Ok, you've peaked my curiosity. So you found the manual and know oil capacity. After at least 5 hours use, how does oil capacity help you determine how much to add?

Beyond that, my suggestion is to check the oil before you operate the snow blower, not after 5 hours.


----------



## UNDERTAKER (Dec 30, 2013)

*He dumps the old and adds a little at a time until the dipstick reads full.:facepalm_zpsdj194qhk:k:k:*


----------



## ih8thepackers (Jan 4, 2014)

I just wanted a idea how much the crankcase holds..20oz


----------



## ih8thepackers (Jan 4, 2014)

Tony P. said:


> Ok, you've peaked my curiosity. So you found the manual and know oil capacity. After at least 5 hours use, how does oil capacity help you determine how much to add?
> 
> Beyond that, my suggestion is to check the oil before you operate the snow blower, not after 5 hours.

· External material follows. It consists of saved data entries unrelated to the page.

PR #339, opened 2026-08-03
Automatic workspace creation & menu bar/overlay state matching

lun1xr:
# Summary
_These two things were kinda bothering me, so I thought I'd try and add/fix them for QoL. Fair warning I'm not super experienced with Rust, but the changes seem to work well on my local build._

**Virtual Workspaces**
- Altered binding processing for Southward vw switching and Southward window movement to allow for creation of a new vw if one does not exist in that direction
- Gated on the current workspace having windows
- Added automatic workspace creation config option

**Menu Bar Indicator**
- Indicator update pattern now matches how the overlay refreshes, relying on the same dirtying system

## Config
```toml
[options]
create_virtual_workspace_automatically = true
```


CONFIGURATION.md
karinushka, line 1: Your editor seems to have reformatted the whole file and inserted a bunch of spaces. Just add the lines of your documentation 😺

src/ecs/workspace.rs
```diff
@@ -1154,15 +1197,11 @@ fn reap_empty_virtual_workspaces(
...
     for (entity, strip) in rows {
-        if strip.virtual_index > 0 && strip.len() == 0 {
-            if entity == changed_entity {
-                debug!("moving markers from despawned virtual workspace to primary");
-                if let Ok(mut entity_commands) = commands.get_entity(primary_entity) {
-                    entity_commands.try_insert(ActiveWorkspaceMarker);
-                }
-            }
+        if entity != changed_entity && strip.virtual_index > 0 && strip.len() == 0 {
             if let Ok(mut entity_commands) = commands.get_entity(entity) {
```
karinushka, line 1249: These two if statements can be folded into one:
```rust
if entity != changed_entity && strip.virtual_index > 0 && strip.len() == 0
  && let Ok(mut entity_commands) = commands.get_entity(entity) {
```

src/ecs.rs
```diff
@@ -150,11 +150,13 @@ pub fn register_systems(app: &mut bevy::app::App) {
...
                     .after(systems::animate_resize_entities)
                     .run_if(dimming_enabled)
-                    .run_if(overlay_dirty),
+                    .run_if(vw_indicator_dirty),
                 systems::update_flash_messages,
             )
                 .chain(),
-            crate::menubar::update_menu_bar,
+            crate::menubar::update_menu_bar
+                .after(systems::animate_resize_entities)
```
karinushka: Why does it depend on animations? It should be able to run in parallel?

src/ecs/workspace.rs
```diff
@@ -915,13 +940,26 @@ fn move_virtual_workspace_bind(
...
             if active_display.active_strip().len() > 1 =>
         {
-            (current_virtual_index + 1, *move_focus)
+            if current_index + 1 < rows.len() {
+                (rows[current_index + 1].1.virtual_index, *move_focus)
+            } else if config.create_workspace_automatically() {
+                (current_virtual_index + 1, *move_focus)
+            } else {
+                return;
+            }
```
karinushka: This should be:
```suggestion
            if config.create_workspace_automatically() && current_index + 1 < rows.len() {
                (rows[current_index + 1].1.virtual_index, *move_focus)
            } else {
                (current_virtual_index + 1, *move_focus)
            }
```

Otherwise if you don't have the option in your config it prevents normal VW window movements as well.

karinushka (commented):
Can you rebase this branch on top of `testing` instead of `main`? That way we won't inadvertently break the main population ☺️

Also, I tried it out and was wondering about the use-case?
A new VW is already created when you move a window into it (i.e. the `window_virtualmove_south` and `window_virtualsend_south`.
This change allows you to create and switch into an empty workspace. But to move a window into it, you still have to go one step up and use existing bindings. (Also when leaving this empty VW, it may get auto-reaped if setting is enabled).

Is the purpose to provide a visual cue that you reached the end of the VW stack by creating and showing you an empty VW (with floating layer visible).

lun1xr:
Hi, thanks for looking at it. The idea (because this is my preferred workflow), is to be able to scroll to a new workspace and then create windows there rather than operating only on window movement. So for example, I could go to workspace 2 without specifying workspace 2 exactly, and then open whatever I want there.

As for the window movement, maybe it just wasn't working for me or the homebrew version was broken? What I changed in the bind processing which seemed to fix it on my end. If it's working on main, I'll drop it and leave it as a patch just for me.

Will rebase in a minute, I just woke up.

Also sorry about the docs thing, I have no idea why it moved all those other lines. I'll try and edit it again in a regular text editor.

karinushka:
> is to be able to scroll to a new workspace and then create windows there rather than operating only on window movement

Ah! I completely forgot that yeah, you can run new applications on an empty workspace 😺

lun1xr:
Rebased to testing and fixed the config file in nvim, so it shouldn't have any extra spaces. Lmk if I should change anything else (love the app btw, it's singularly put me on to scrolling wms).

src/ecs.rs
lun1xr: Missed this mb; I'm not sure why I did that, probably was thinking of something window related, will fix. 

Looked more closely, I was looking at the mechanism for the overlay, and I copied the line inadvertently.

PR #349, opened 2026-08-14
perf: fix bruteforce

auscyber:
make it just a bit faster


auscyber:
the nix doesnt work, you need to make the Cargo.toml not include vendored by default @karinushka

karinushka:
> the nix doesnt work, you need to make the Cargo.toml not include vendored by default @karinushka

I wanted to make it work with normal `cargo build --release`. Can you make Nix run it with custom `--features` flag? E.g. if there is a Lua installed already, Nix can specify it during build?

auscyber:
nix cant actually do that with luajit, its a whole odd thing

karinushka:
Merged it into `testing` - please pull and check that everything works.

I left out the `role` and `subrole` caching - `role` is used to verify that a window is still active during some phantom SLS events: https://github.com/karinushka/paneru/blob/bcf248ef60aa4c0b49002161b97bc6e268b05aa7/src/ecs/triggers.rs#L880

auscyber:
@karinushka i factored out the mach ipc stuff into my own crate, obviously you can audit it. its almost identical.

https://crates.io/crates/async-mach-ports

i just want to use it for other things as well and debloat the repo from this!

also fixed some problems with things like ghostty with native tabs

karinushka:
Yup, pushed your changes to the `testing` branch. Sync up so you use the latest.

karinushka:
I am unsure about the floating window per workspace commit: https://github.com/karinushka/paneru/commit/ccb3c85cd13727dc2cf86e052e2983961e7330cf

Was using it for a while and it changes or breaks a lot of the existing mechanics, the biggest ones are:
- Always on top floating windows from browsers (for example YouTube picture-in-picture).
- Toggle floating layer on/off logic. That one causes the virtual workspace switches to the previous floating layer.

karinushka:
Pushed to `testing`: https://github.com/karinushka/paneru/commit/3aed2f6694c68a347492603bb9bd078920cf2865
Check it out.

PR #350, opened 2026-08-17
fix(input): revive the event tap when macOS invalidates it silently

bensleveritt:
## The problem

macOS can invalidate the event tap's mach port across a sleep cycle without ever delivering `TapDisabledByTimeout` or `TapDisabledByUserInput` to the callback. No further event then reaches the callback, so the re-arm branch there can never fire, and the tap stays dead until the daemon restarts.

Nothing else notices. The IPC channel keeps answering queries and the layout engine keeps tiling on command, so a deaf paneru looks like a healthy one. In practice every keybinding, click and swipe stops working after the machine wakes, with no error anywhere.

## A second, smaller bug

`input_handler` currently reads:

```rust
let Some(events) = &self.events else {
    return false;
};

let result = match event_type {
    CGEventType::TapDisabledByTimeout | CGEventType::TapDisabledByUserInput => { ... }
```

The re-arm sits *below* the early return, so when `events` is `None` the one notice macOS does give is swallowed. This patch moves the re-arm above it.

## The fix

- Split tap setup out of `start()` into `install_tap()` / `uninstall_tap()`, retaining the run loop source so the tap can be torn down and rebuilt in place.
- `ensure_tap_alive()` re-enables a disabled-but-valid port and rebuilds an invalid one, since re-enabling an invalid port is a no-op.
- Drive it from the event loop on `Event::SystemWoke`, which is the usual trigger, plus a 30s sweep to catch the deaths that arrive without one.
- Move the `TapDisabled` re-arm above the early return.

## Notes

Rebased onto `testing` and adapted to the current `pump_events` (the `PUMP_BUDGET` / `try_recv` drain loop) and to `pump_cocoa_event_loop` returning `bool` with the waker re-arm.

`cargo test` on this branch: 271 passed, 1 failed. The failure is `config::test_config_defaults`, which fails identically on clean `testing`.

Happy to adjust the sweep interval or drive it differently if you would rather it hung off something other than `pump_events`.

https://claude.ai/code/session_01RRHjo2QEFc9vorASrZHML7

### DIFF
--- a/src/ecs/systems.rs
+++ b/src/ecs/systems.rs
@@ -37,6 +37,7 @@ use crate::manager::{
     Application, Display, Process, Window, WindowManager, WindowOS, bruteforce_windows,
 };
 use crate::overlay::{FlashMessageManager, OverlayManager};
+use crate::platform::input::TapHealth;
 use crate::platform::{PlatformCallbacks, WinID};
 
 /// Processes and applications still inside their spawn grace period, with the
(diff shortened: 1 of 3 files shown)


GeekDuanLian:
I hope a new version can be released for this, as it's quite affecting usability.

PR #365, opened 2026-08-28
fix: Restore focus when switching virtual workspaces without animations

### LINKED ISSUE #364: Focus not restored when switching virtual workspaces with animations disabled (regression on main)
## Summary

???.i always check the oil each and every time before I start it,I didn't say I only check the oil after I used 5 hours.. I wanted to know the oil capacity so when I change the oil I'll know how much to use.even though I add a little at a time and keep checking the dipstick.so now I know the capacity,I can add close to that then check the dipstick till it's full.


----------



## Vincent_Diesel (Feb 15, 2016)

I use this as a resource for "estimating", although, I use my dipstick to get a more accurate reading.

Engine Oil Capacity -- Ariens


----------



## ih8thepackers (Jan 4, 2014)

Vincent_Diesel said:


> I use this as a resource for "estimating", although, I use my dipstick to get a more accurate reading.
> 
> Engine Oil Capacity -- Ariens


I agree


----------



## Vermont007 (Mar 29, 2015)

Vincent_Diesel said:


> I use this as a resource for "estimating", although, I use my dipstick to get a more accurate reading.
> 
> Engine Oil Capacity -- Ariens


Just make sure that you're equipped with the "Correct" Dipstick.

I recently had a Friend whose lawnmower kept misfiring and staling anytime he used it on a hill.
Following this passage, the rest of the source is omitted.